Everyone else is viewed as “either a teammate or an associate,” including women.

Williams doesn’t imbibe and rarely ventures into Dartmouth’s nightlife, which is big on alcohol-heavy parties at fraternities and sororities.

“Instead of talking to a girl who’s drunk in a basement, I’d rather talk to her in class or somewhere that’s respectful. Some people have to drink to talk to girls, but I can talk to anyone I want at any time.”

That measured gregariousness comes from his mother. While Males, Dalyn’s high school coach, said he’s never seen Charles Williams smile, he and everyone else associated with the Lake Dallas program know Iris Washington as a beam of sunshine. When her son would break loose on long runs, Washington would run on a parallel path through the bleachers, cheering and shouting ‘Don’t touch my baby!’ ”

A former phlebotomist and now a health care manager with a second college degree, Washington supports her husband’s strict guidelines on child rearing, but is also sometimes the buffer between him and their children.

“There would be times I would have to nurture my boys on the side because I would never want to go against their dad,” Washington said. “But I’d tell them, ‘It’s OK; Daddy means well.’ ”

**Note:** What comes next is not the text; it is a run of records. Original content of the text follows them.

PR #3852, opened 2020-11-03
Reset uninferredTypeArgumentScanner.

### LINKED ISSUE #3851: 3.7.1: uninferredTypeArgumentScanner consumes significant amount of memory in AnnotatedTypeMirror
Apparently, verification of Calcite codebase requires to bump `-Xmx` to 2g or something like that, and it turns out noticeable memory is taken by `SimpleAnnotatedTypeScanner`:

https://github.com/typetools/checker-framework/blob/9dbf0c7c06210a9cb926242a8181eb0dd888ab04/framework/src/main/java/org/checkerframework/framework/type/AnnotatedTypeMirror.java#L813-L820

Could it be a static instance and/or `ThreadLocal`?

`NullnessAnnotatedTypeFactory` consumed ~50MiB

Снимок экрана 2020-11-04 в 1 10 30

~ 50% of that was consumed by empty `IdentityHashMap` in `SimpleAnnotatedTypeScanner`

Снимок экрана 2020-11-04 в 1 11 01

There are 72226 `SimpleAnnotatedTypeScanner` instances which are referenced from `AnnotatedTypeMirror$...` classes

Снимок экрана 2020-11-04 в 1 11 29

smillst:
Fixes #3851.

### DIFF
--- a/framework/src/main/java/org/checkerframework/framework/type/AnnotatedTypeFactory.java
+++ b/framework/src/main/java/org/checkerframework/framework/type/AnnotatedTypeFactory.java
@@ -90,6 +90,7 @@ import org.checkerframework.framework.type.AnnotatedTypeMirror.AnnotatedPrimitiv
 import org.checkerframework.framework.type.AnnotatedTypeMirror.AnnotatedTypeVariable;
 import org.checkerframework.framework.type.AnnotatedTypeMirror.AnnotatedWildcardType;
 import org.checkerframework.framework.type.visitor.AnnotatedTypeCombiner;
+import org.checkerframework.framework.type.visitor.SimpleAnnotatedTypeScanner;
 import org.checkerframework.framework.util.AnnotatedTypes;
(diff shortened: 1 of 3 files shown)


vlsi:
It won't help, since:
1) `IdentityHashMap` does not de-allocate backing array
2) It won't reduce the number of `SimpleAnnotatedTypeScanner` instances

smillst:
@vlsi How about not saving the anonymous class in a field?

vlsi:
That would reduce memory consumption, however, I wonder if that would impact verification time (e.g. re-instantiation might take time).

smillst:
@vlsi I moved `uninferredTypeArgumentScanner` to the AnnotatedTypeFactory.  In that location, there should only be one scanner.  Thanks for your comments!

mernst (approved):

mernst:
Let's see how this impacts memory and run time.  If its impact is negative, we can revert it.

PR #3854, opened 2020-11-04
Define glb more precisely for the Nullness Checker

mernst:
This is important for whole-program inference, which uses GLB to combine stubs and source code.

The code for new method `greatestLowerBoundInitialization` is very similar to that for existing method `leastUpperBoundInitialization`.

### DIFF
--- a/checker/src/main/java/org/checkerframework/checker/initialization/InitializationAnnotatedTypeFactory.java
+++ b/checker/src/main/java/org/checkerframework/checker/initialization/InitializationAnnotatedTypeFactory.java
@@ -946,7 +946,7 @@ public abstract class InitializationAnnotatedTypeFactory<
          * Returns the greatest lower bound of two types.
          *
          * @param a the first argument
-         * @param a the second argument
+         * @param b the second argument
          * @return the glb of the two arguments
          */
         protected TypeMirror glbTypeFrame(TypeMirror a, TypeMirror b) {
--- a/checker/src/main/java/org/checkerframework/checker/initialization/InitializationAnnotatedTypeFactory.java
+++ b/checker/src/main/java/org/checkerframework/checker/initialization/InitializationAnnotatedTypeFactory.java
@@ -888,5 +888,75 @@ public abstract class InitializationAnnotatedTypeFactory<
 
             return TypesUtils.leastUpperBound(a, b, processingEnv);
         }
+
+        /**
+         * Compute the greatest lower bound of two initialization qualifiers. Returns null if one of
+         * the qualifiers is not in the initialization hierarachy. Subclasses should override
+         * greatestLowerBound and call this method for initialization qualifiers.
+         *
+         * @param anno1 an initialization qualifier
+         * @param qual1 a qualifier kind
+         * @param anno2 an initialization qualifier
+         * @param qual2 a qualifier kind
+         * @return the glb of anno1 and anno2
+         */
+        protected AnnotationMirror greatestLowerBoundInitialization(
+                AnnotationMirror anno1,
+                QualifierKind qual1,
+                AnnotationMirror anno2,
+                QualifierKind qual2) {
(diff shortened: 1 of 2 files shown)


checker/src/main/java/org/checkerframework/checker/initialization/InitializationAnnotatedTypeFactory.java
```diff
@@ -888,5 +888,75 @@ protected TypeMirror lubTypeFrame(TypeMirror a, TypeMirror b) {
...
+         * @return the glb of the two arguments
+         */
+        protected TypeMirror glbTypeFrame(TypeMirror a, TypeMirror b) {
+            if (types.isSubtype(a, b)) {
+                return a;
+            } else if (types.isSubtype(b, a)) {
+                return b;
+            }
+
+            return TypesUtils.greatestLowerBound(a, b, processingEnv);
```
smillst, line 959: If a and b are unrelated, then this will return an intersection type or an error type.  `createUnderInitializationAnnotation` uses the erased type of the intersection type and will throw an exception on the error type (I think).  Should bottom be returned instead?

checker/src/main/java/org/checkerframework/checker/initialization/InitializationAnnotatedTypeFactory.java
```diff
@@ -888,5 +888,75 @@ protected TypeMirror lubTypeFrame(TypeMirror a, TypeMirror b) {
...
+
+        /**
+         * Returns the greatest lower bound of two types.
+         *
+         * @param a the first argument
+         * @param b the second argument
+         * @return the glb of the two arguments
+         */
+        protected TypeMirror glbTypeFrame(TypeMirror a, TypeMirror b) {
+            if (types.isSubtype(a, b)) {
```
smillst, line 953: This is duplicated in `TypesUtils.greatestLowerBound`, so you could just call it directly.

smillst (changes requested):

checker/src/main/java/org/checkerframework/checker/initialization/InitializationAnnotatedTypeFactory.java
mernst: I don't see this special case in [`TypesUtils.greatestLowerBound`](https://github.com/typetools/checker-framework/blob/master/javacutil/src/main/java/org/checkerframework/javacutil/TypesUtils.java#L751).  Am I missing something?

checker/src/main/java/org/checkerframework/checker/initialization/InitializationAnnotatedTypeFactory.java
mernst: By "bottom", do you mean the type of `void`?  That doesn't seem like a good argument/element to `@UnderInitialization`.
Maybe it would be better to do this computation and then issue a warning if the result is an intersection or error type.

checker/src/main/java/org/checkerframework/checker/initialization/InitializationAnnotatedTypeFactory.java
smillst: `TypesUtils.greatestLowerBound` calls `com.sun.tools.javac.code.Types#glb(com.sun.tools.javac.code.Type, com.sun.tools.javac.code.Type)` which has the special case.

checker/src/main/java/org/checkerframework/checker/initialization/InitializationAnnotatedTypeFactory.java
smillst: I mean that the glb of the two annotation mirrors should be `@FBCBottom` if the glb of the elements of the annotation mirrors is an intersection or an error type.

mernst: That makes sense, thanks.

smillst (approved):

PR #3861, opened 2020-11-05
New method ElementUtils.getSimpleNameOrDescription

mernst:
I'm not thrilled about the method name; suggestions for improving it are welcome.

### DIFF
--- a/javacutil/src/main/java/org/checkerframework/javacutil/ElementUtils.java
+++ b/javacutil/src/main/java/org/checkerframework/javacutil/ElementUtils.java
@@ -206,6 +206,25 @@ public class ElementUtils {
     }
 
     /**
+     * Returns a user-friendly name for the given method. Does not return {@code "<init>"} or {@code
+     * "<clinit>"} as ExecutableElement.getSimpleName() does.
+     *
+     * @param element a method declaration
+     * @return a user-friendly name for the method
+     */
+    public static CharSequence getFriendlyName(ExecutableElement element) {
+        Name result = element.getSimpleName();
+        switch (result.toString()) {
+            case "<init>":
+                return element.getEnclosingElement().getSimpleName();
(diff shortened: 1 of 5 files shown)


javacutil/src/main/java/org/checkerframework/javacutil/ElementUtils.java
```diff
@@ -205,6 +205,25 @@ public static String getSimpleName(ExecutableElement element) {
...
     }
 
+    /**
+     * Returns a user-friendly name for the given method. Does not return {@code "<init>"} or {@code
+     * "<clinit>"} as ExecutableElement.getSimpleName() does.
+     *
+     * @param element a method declaration
+     * @return a user-friendly name for the method
+     */
+    public static CharSequence getFriendlyName(ExecutableElement element) {
```
smillst, line 215: I agree this name isn't great.  I think `getUserFriendlyName` would be an improvement.  Here are a few other, mostly bad names that might spark an idea of a better name:

* `getUserFriendlySimpleName`
* `getUserFriendlyName`
* `getPlainSimpleName`
* `getUserUnderstandableSimpleName`
* `getPrintableSimpleName`
* ` getLegibleSimpleName`

smillst (approved):
The code changes look good.  I added a comment about the name.

javacutil/src/main/java/org/checkerframework/javacutil/ElementUtils.java
mernst: I like `getUserFriendlyName` best among these suggestions (and it's better than the current name).
Another idea is:
 * `getSimpleNameOrDescription`

smillst: I like `getSimpleNameOrDescription` best.

PR #3863, opened 2020-11-05
In `updateFromReturn`, remove Java expressions that contain local variables

mernst:
`updateFromReturn` transfers a type from a return expression to a method return type.  References to local variables make sense within the method body but not in the method signature.

Similar standardization might be necessary elsewhere.

Reinstate Javadoc checking after merging.

### DIFF
--- a/checker/src/main/java/org/checkerframework/checker/lock/LockAnnotatedTypeFactory.java
+++ b/checker/src/main/java/org/checkerframework/checker/lock/LockAnnotatedTypeFactory.java
@@ -170,9 +170,10 @@ public class LockAnnotatedTypeFactory
                     String expression,
                     FlowExpressionContext context,
                     TreePath localScope,
-                    boolean useLocalScope) {
+                    boolean useLocalScope,
+                    boolean removeErroneousExpressions) {
                 if (DependentTypesError.isExpressionError(expression)) {
-                    return expression;
+                    return null;
                 }
 
                 // Adds logic to parse <self> expression, which only the Lock Checker uses.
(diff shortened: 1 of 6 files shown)


checker/src/main/java/org/checkerframework/checker/lock/LockAnnotatedTypeFactory.java
```diff
@@ -170,9 +170,10 @@ protected String standardizeString(
                     String expression,
                     FlowExpressionContext context,
                     TreePath localScope,
-                    boolean useLocalScope) {
+                    boolean useLocalScope,
+                    boolean removeErroneousExpressions) {
                 if (DependentTypesError.isExpressionError(expression)) {
-                    return expression;
+                    return null;
```
smillst, line 176: This should only return `null` if `removeErroneousExpressions` is true.

framework/src/main/java/org/checkerframework/framework/util/dependenttypes/DependentTypesHelper.java
```diff
@@ -600,8 +684,18 @@ private AnnotationMirror standardizeDependentTypeAnnotation(
...
-                standardizedStrings.add(
-                        standardizeString(expression, context, localScope, useLocalScope));
+                String standardized =
+                        standardizeString(
+                                expression,
+                                context,
+                                localScope,
+                                useLocalScope,
+                                removeErroneousExpressions);
+                if (standardized == null) {
```
smillst, line 694: Instead of passing `removeErroneousExpressions` to `standardizeString`, this if statement could check if `standardized` is an error string via `DependentTypesError#isExpressionError`.

smillst (changes requested):

smillst (approved):

PR #3873, opened 2020-11-07
Move ContractsUtils instance from visitor to type factory

mernst:
Merge after https://github.com/typetools/checker-framework/pull/3872.  Or, merge this one and close #3872.


smillst (approved):
I like this version better.

framework/src/main/java/org/checkerframework/framework/util/ContractsUtils.java
```diff
@@ -39,33 +38,16 @@
...
-     * Returns an instance of the {@link ContractsUtils} class for the given factory. Also sets it
-     * as the currently-used ContractsUtils object.
+     * Creates a ContractsUtils for the given factory.
      *
-     * @param factory the factory to create a ContractsUtils for
-     * @return a ContractsUtils for the given factory
+     * @param factory the type factory associated with the newly-created ContractsUtils
      */
-    @SuppressWarnings("interning")
-    public static ContractsUtils getInstance(GenericAnnotatedTypeFactory<?, ?, ?, ?> factory) {
```
smillst, line 64: This change should be mentioned in the change log.

mernst:
> I like this version better.

Do you mean compared to #3872?  This incorporates all the changes in #3872, plus more.  The point of merging #3872 was to make two smaller and simpler commits rather than one larger one.  If you prefer just one commit in the history, that is OK.

smillst:
> Do you mean compared to #3872? This incorporates all the changes in #3872, plus more. The point of merging #3872 was to make two smaller and simpler commits rather than one larger one. If you prefer just one commit in the history, that is OK.

This pull request removes methods that were added in #3872, so I thought this was just an alternative to #3872.  It doesn't make sense to add `BaseTypeVistor#getContractsUtils` in one comment and then remove it in the next.  So, I would just merge this one.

When Washington came to Hanover for the homecoming game against Yale earlier this month, she cleaned her son’s dorm suite top to bottom with bleach and cooked him and his roommates a meal to remember. There were chili beans, red beans, sausages and shrimp over rice. Okra and pork chops smothered in gravy. Baked chicken. She also tossed a jug of orange juice into the refrigerator in hopes that the boys would drink it to ward off colds.

Washington reveled in Dartmouth’s rout of Yale and the fuss fans made over her boy after the game, on campus and in town. “It was exciting, because people were asking to take selfies with him,” she said. “It was like ‘Wow, he’s famous.’ It’s fun to see how people are happy and into the idea of Dalyn and his success.”



As goes Williams, so goes Dartmouth. With the Big Green lacking depth in the quarterback position, Dartmouth fans may be saying prayers for No. 10’s continued good health, and it’s safe to say nerves are jangled on the sidelines and in the stands whenever he’s tackled.

Williams is so athletic and so experienced, however, that he’s rarely hit hard. The line in front of him, a question mark coming into the season, is having a strong campaign and when Williams does run, he no longer recklessly tries to win collisions. Prudence, not hubris, prevails, and he slides to the turf or skips out of bounds.

Dartmouth is in a national top 25 ranking for the first time since its 1996 squad went undefeated. Williams was named one organization’s national player of the week at the NCAA Football Championship Series level after completing 92 percent of his passes at Pennsylvania. He threw for 336 yards and four touchdowns that day and ran for two more scores.

A week later, against Yale, Williams threw for a school-record 435 yards and four more touchdowns. He also broke the Dartmouth record for career passing yardage, set by former NFL quarterback Jay Fiedler. The Big Green sold out Memorial Field and piled up 592 yards of offense, the first time for either accomplishment in at least 40 years.

Williams also broke his own single-game record with 453 total yards that day and became the first Dartmouth player to throw for 300 or more yards in three consecutive games.

One can start to take his excellence for granted, which is why Clark spoke up when the coaching staff viewed video of a rout of Sacred Heart the day after the Sept. 26 game. Williams graded out at near-perfect levels, at one point calling an audible that resulted in a touchdown, something he’s done half a dozen times this fall.

“I said, ‘Men, enjoy this because you don’t know when you’re going to get another one like him,’ ” Clark recalled. “Someone who’s that dynamic and who’s going to see the field that well. I’m not saying he’s a once-in-a-lifetime player, but he’s doing some really unbelievable things out there.”